PR #520, opened 2023-07-24
Write specific fields only

matt-frey:
This PR
* changes the writing of fields: Fields can be enabled and disabled.
* reduces the amount of information printed in verbose mode

### DIFF
--- a/src/3d/parcels/parcel_container.f90
+++ b/src/3d/parcels/parcel_container.f90
@@ -231,7 +231,7 @@ module parcel_container
         subroutine parcel_replace(n, m)
             integer, intent(in) :: n, m
 
-#ifdef ENABLE_VERBOSE
+#if defined (ENABLE_VERBOSE) && !defined (NDEBUG)
             if (verbose) then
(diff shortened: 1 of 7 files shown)


src/3d/parcels/parcel_container.f90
·····
Exercise objective: The answer should consist of every line above in which "parcels" appears.

Response to this task:
--- a/src/3d/parcels/parcel_container.f90
+++ b/src/3d/parcels/parcel_container.f90
src/3d/parcels/parcel_container.f90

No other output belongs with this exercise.